## Your objective
Your reply should hold the line containing "This way when" and every later line of the records, reproduced exactly, and no other lines.

(Saved entries)
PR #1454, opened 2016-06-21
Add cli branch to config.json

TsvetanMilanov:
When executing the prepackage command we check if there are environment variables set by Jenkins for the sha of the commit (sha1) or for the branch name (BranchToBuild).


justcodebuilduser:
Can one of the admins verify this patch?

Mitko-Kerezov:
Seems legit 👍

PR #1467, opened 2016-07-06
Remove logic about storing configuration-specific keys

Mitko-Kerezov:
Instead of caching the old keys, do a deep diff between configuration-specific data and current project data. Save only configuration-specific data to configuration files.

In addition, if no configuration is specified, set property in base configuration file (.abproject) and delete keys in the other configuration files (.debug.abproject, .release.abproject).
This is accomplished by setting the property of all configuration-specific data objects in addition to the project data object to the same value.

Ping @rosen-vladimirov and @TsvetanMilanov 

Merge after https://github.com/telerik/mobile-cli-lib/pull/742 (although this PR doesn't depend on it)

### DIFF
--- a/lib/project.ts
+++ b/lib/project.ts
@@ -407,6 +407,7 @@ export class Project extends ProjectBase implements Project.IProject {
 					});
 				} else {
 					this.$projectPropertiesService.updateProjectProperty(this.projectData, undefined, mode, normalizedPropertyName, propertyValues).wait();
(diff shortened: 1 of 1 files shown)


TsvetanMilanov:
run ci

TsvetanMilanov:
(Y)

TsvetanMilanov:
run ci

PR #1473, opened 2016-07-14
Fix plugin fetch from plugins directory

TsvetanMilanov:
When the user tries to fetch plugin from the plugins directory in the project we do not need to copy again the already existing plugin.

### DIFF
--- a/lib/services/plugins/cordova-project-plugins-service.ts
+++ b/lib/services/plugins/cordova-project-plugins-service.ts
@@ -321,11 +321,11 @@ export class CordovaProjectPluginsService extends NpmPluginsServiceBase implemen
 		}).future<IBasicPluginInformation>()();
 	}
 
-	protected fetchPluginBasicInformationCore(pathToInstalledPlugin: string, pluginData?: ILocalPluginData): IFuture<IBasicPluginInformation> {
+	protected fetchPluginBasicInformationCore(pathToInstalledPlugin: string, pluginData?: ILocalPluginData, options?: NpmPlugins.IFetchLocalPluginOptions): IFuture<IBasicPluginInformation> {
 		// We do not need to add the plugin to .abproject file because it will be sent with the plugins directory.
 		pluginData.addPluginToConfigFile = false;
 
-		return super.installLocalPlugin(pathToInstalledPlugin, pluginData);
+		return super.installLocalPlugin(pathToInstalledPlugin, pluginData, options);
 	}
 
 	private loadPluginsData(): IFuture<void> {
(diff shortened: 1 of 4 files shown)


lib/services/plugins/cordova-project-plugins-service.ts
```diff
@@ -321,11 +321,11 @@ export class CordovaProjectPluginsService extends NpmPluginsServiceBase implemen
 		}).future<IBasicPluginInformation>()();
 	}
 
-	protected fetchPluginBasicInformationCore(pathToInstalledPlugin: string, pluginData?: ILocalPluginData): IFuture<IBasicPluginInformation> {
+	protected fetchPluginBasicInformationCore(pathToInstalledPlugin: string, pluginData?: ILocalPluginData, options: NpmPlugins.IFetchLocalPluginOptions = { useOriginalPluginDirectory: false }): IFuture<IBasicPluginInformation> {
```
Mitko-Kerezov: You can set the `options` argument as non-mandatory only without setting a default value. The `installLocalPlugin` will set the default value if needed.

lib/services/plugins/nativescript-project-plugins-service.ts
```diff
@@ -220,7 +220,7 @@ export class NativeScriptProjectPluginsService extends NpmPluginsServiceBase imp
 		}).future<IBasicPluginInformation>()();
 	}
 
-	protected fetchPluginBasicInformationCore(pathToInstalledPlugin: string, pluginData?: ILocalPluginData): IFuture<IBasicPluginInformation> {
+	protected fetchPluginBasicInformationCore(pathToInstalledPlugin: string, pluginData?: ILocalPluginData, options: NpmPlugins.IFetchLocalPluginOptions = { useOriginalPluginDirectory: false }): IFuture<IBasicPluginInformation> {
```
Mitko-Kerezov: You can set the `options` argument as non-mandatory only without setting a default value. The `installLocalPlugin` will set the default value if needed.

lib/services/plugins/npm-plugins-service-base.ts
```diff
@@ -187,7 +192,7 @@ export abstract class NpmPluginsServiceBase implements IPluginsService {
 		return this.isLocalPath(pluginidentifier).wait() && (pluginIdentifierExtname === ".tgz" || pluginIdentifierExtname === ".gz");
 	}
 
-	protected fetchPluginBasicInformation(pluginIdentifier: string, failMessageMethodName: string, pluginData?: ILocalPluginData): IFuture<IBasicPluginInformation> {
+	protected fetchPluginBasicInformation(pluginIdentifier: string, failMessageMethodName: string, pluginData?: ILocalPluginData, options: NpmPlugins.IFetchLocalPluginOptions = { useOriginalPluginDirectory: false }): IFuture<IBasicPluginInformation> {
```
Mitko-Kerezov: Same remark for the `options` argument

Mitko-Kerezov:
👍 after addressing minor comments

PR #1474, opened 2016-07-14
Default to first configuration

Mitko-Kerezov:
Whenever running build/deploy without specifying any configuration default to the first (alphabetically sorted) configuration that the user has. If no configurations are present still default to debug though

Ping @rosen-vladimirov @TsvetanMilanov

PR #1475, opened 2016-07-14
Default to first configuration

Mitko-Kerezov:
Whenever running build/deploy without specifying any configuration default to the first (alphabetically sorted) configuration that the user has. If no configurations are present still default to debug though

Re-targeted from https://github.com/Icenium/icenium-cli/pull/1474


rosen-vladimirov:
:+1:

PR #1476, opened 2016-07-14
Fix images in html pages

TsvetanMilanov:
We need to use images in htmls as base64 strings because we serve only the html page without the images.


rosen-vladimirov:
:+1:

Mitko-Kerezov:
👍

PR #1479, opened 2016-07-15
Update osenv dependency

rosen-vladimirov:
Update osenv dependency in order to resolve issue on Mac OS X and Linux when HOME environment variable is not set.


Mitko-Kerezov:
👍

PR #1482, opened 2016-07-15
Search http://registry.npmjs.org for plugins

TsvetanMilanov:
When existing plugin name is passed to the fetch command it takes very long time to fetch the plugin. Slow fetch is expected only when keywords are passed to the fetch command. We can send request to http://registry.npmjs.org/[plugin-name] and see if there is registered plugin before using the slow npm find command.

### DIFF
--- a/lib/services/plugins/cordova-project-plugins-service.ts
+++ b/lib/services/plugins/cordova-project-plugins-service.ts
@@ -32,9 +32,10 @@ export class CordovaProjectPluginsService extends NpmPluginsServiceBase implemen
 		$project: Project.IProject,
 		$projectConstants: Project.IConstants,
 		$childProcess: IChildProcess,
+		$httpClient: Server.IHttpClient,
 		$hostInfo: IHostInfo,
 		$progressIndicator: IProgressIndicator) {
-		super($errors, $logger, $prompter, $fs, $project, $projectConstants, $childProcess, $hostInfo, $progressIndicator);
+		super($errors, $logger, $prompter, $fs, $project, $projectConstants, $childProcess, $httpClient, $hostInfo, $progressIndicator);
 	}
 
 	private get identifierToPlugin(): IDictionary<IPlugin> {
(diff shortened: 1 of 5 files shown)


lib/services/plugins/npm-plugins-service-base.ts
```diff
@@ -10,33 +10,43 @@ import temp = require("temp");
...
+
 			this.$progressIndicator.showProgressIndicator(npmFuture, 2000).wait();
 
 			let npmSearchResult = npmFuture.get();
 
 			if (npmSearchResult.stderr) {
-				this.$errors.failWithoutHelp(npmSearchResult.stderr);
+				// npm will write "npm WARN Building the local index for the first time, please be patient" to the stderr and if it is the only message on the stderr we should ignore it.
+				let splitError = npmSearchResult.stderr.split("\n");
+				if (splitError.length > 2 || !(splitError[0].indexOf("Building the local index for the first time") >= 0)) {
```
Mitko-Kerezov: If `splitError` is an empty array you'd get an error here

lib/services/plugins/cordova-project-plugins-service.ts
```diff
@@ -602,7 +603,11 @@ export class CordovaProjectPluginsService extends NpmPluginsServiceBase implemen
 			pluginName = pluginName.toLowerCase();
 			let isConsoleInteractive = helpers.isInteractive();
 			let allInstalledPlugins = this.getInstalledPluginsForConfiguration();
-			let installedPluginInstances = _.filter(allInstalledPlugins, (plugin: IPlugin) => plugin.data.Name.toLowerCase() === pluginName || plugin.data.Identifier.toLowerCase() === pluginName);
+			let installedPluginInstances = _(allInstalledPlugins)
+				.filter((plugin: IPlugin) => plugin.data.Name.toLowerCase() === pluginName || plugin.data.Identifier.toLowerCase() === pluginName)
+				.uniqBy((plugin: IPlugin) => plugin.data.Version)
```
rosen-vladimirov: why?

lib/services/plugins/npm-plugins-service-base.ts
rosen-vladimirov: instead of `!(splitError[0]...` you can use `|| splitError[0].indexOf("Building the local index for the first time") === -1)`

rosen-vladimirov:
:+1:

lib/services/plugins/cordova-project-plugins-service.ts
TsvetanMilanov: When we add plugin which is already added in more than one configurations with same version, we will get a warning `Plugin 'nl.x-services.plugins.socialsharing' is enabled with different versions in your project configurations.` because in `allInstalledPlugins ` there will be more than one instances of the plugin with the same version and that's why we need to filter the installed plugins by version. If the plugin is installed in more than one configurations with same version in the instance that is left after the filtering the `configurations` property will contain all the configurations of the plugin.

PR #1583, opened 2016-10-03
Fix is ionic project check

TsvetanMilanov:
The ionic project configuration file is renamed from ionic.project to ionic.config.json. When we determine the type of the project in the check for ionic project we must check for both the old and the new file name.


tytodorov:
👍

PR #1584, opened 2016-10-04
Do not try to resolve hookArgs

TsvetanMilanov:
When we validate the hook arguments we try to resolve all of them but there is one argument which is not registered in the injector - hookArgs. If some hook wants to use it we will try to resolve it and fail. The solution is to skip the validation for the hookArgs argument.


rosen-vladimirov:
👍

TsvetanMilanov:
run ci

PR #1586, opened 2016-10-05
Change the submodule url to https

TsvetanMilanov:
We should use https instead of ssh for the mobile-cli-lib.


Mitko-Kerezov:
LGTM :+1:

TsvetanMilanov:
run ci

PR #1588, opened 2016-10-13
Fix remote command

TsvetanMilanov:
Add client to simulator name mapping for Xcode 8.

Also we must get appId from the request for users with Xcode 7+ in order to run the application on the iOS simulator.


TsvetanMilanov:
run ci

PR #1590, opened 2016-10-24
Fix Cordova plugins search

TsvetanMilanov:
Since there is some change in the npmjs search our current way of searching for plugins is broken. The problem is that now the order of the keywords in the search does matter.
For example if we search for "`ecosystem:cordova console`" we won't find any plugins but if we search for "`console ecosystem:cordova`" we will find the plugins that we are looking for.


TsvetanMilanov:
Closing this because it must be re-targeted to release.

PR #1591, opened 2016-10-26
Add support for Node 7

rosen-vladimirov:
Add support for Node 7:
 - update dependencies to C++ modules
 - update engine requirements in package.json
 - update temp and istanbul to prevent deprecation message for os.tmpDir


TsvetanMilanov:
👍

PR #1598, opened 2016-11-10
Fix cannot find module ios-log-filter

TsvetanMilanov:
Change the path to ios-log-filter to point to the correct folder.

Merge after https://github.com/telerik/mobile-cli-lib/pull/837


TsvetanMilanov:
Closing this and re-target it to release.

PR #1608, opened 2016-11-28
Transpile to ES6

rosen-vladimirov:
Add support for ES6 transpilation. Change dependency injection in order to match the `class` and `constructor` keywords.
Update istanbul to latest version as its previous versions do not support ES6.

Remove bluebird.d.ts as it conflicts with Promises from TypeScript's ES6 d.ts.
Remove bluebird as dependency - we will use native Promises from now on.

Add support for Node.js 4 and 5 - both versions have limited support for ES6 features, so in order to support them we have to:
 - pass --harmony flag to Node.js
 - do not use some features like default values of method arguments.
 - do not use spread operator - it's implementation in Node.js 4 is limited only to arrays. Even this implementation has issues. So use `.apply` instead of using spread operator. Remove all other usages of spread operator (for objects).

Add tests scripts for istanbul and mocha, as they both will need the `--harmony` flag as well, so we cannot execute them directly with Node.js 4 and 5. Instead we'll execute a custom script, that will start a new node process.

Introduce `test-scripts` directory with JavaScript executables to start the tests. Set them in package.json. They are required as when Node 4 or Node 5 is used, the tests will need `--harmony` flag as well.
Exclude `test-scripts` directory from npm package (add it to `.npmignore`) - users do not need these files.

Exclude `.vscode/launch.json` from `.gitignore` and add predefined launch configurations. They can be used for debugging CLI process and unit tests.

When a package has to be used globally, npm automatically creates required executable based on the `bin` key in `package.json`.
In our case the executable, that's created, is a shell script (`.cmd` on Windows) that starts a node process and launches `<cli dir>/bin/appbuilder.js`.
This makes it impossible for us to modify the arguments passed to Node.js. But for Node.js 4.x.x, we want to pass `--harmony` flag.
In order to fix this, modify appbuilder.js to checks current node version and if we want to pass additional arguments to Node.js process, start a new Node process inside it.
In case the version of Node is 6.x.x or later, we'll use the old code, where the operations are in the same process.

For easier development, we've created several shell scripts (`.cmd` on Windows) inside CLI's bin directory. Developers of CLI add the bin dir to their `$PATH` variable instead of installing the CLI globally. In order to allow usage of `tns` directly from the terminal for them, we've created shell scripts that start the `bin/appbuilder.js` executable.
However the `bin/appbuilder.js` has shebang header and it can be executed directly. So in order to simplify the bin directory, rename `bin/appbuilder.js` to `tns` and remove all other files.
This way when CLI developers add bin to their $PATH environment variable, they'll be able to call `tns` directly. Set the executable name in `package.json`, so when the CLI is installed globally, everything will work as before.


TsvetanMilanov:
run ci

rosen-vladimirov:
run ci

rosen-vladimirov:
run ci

## Your solution
This way when CLI developers add bin to their $PATH environment variable, they'll be able to call `tns` directly. Set the executable name in `package.json`, so when the CLI is installed globally, everything will work as before.


TsvetanMilanov:
run ci

rosen-vladimirov:
run ci

rosen-vladimirov:
run ci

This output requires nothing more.